Processo Administrativo
Sem qualquer advertência ou suspensão prévia, iniciou-se um Processo Administrativo (PAD) contra a presença de Pedro nas dependências da universidade. No procedimento, consta que a conduta do jovem “ofendeu bens juridicamente protegidos e de elevado valor, quais sejam, a incolumidade física e psíquica de membro da comunidade acadêmica, devendo ser punido com a sanção disciplinar de desligamento”. Pedro foi efetivamente expulso em 18 de outubro.
Ao final do processo, a universidade alegou que os transtornos de Pedro e Paloma não foram comprovados por meio de laudo médico e aconselhou aos dois que buscassem tratamento. “O acusado e sua irmã devem buscar apoio por iniciativa deles ou da família para o tratamento das síndromes informadas por aqueles, mas não comprovada mediante laudo de especialista da área médica.”
A mãe dos jovens enviou ao Metrópoles os laudos médicos dos filhos. O primeiro laudo de Pedro, comprovando o diagnóstico de TEA, foi feito em 14 de março de 2023. O de Paloma, em 1º de setembro. O PAD foi iniciado somente em outubro.
Com os documentos em mãos, Pedro fez um requerimento na universidade na tentativa de anular o desligamento e retomar as aulas. O processo está em andamento.
Ataques mesmo após expulsão
Após a expulsão de Pedro, os ataques continuaram, para que o rapaz não voltasse a frequentar a faculdade. Paloma recebeu mensagens de colegas dizendo que sentem nojo da cara da menina e prefeririam que ela fosse atropelada.

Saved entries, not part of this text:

Issue #13, opened 2020-08-16
Hold all PRs in stable repo for prometheus* charts


scottrigby:
Existing prometheus PRs in stable are on hold for now (see linked PRs on https://github.com/prometheus-community/community/issues/28), but we don't have any automated way to hold new PRs that may open between now and when that issue is resolved (this new helm repo ready to be transferred to prometheus-community, stable prometheus charts deprecated, new helm repo with charts listed on the hubs). 

**Maintainers:** Please help with this if you see new PRs for prometheus charts open in the meantime.

Let's keep this open to track the effort, until the above is complete.

- [x] Existing prometheus PRs in stable
- [ ] New prometheus PRs in stable

scottrigby:
I did another round of this last night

“Ninguém na nossa turma te suporta. Agora vai ficar sozinha, quero saber se vai suportar.” “Vou fazer até os funcionários te odiarem. Você vai desistir nem que seja a última coisa que a gente faça”, escreveu um dos alunos da universidade.
Nem mesmo Cleisiane foi poupada: “Aconselho você a tirar sua filha da faculdade, porque ela vai sofrer muito. Poupe ela dessa vergonha”, recebeu a mãe, em uma rede social.
Além das duas e de Pedro Augusto, um amigo de Paloma recebeu uma mensagem dizendo para ele se afastar de gente assim e que “ela é gorda, ridícula e se faz de coitada, sendo que nem deficiência deve ter”.
Veja imagens:
O que a faculdade diz
A Unieuro foi procurada pela reportagem na quinta-feira (9/11) e se pronunciou sobre o caso às 17h54 desta sexta-feira (10/11). Na nota de esclarecimento, a faculdade disse que recebe “com muito acolhimento todos os alunos, independentemente de serem bolsistas ou pagantes”.
A Unieuro informou que Paloma, em nenhum momento, apresentou laudo de TEA, diferentemente do irmão. A Unieuro disse que os perfis mostrados pela mãe dos alunos estão sendo investigados pela polícia, porque os alunos negam serem os autores.